### Requirement
Using the records below, please work out how many lines contain "funcResult"; answer with the number alone.

[Extracted records]
═══

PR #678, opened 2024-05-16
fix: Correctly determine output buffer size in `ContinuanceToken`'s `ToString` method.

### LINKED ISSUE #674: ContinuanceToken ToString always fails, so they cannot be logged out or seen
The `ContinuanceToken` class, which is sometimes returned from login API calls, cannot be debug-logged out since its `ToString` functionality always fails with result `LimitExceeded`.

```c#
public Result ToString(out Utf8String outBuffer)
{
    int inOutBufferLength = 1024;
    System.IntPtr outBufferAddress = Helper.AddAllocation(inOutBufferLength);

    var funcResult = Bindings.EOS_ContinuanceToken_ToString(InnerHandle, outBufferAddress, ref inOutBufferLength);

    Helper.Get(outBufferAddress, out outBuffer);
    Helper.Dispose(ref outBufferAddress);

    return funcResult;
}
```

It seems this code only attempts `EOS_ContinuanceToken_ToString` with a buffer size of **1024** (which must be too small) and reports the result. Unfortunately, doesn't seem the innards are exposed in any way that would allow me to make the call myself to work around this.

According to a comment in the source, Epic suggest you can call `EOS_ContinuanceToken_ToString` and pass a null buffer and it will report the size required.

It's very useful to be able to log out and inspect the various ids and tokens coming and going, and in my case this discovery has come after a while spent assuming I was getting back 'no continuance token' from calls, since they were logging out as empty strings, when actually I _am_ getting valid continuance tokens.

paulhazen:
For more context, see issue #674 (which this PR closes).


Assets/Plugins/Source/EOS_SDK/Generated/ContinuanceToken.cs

═══

### Output below
2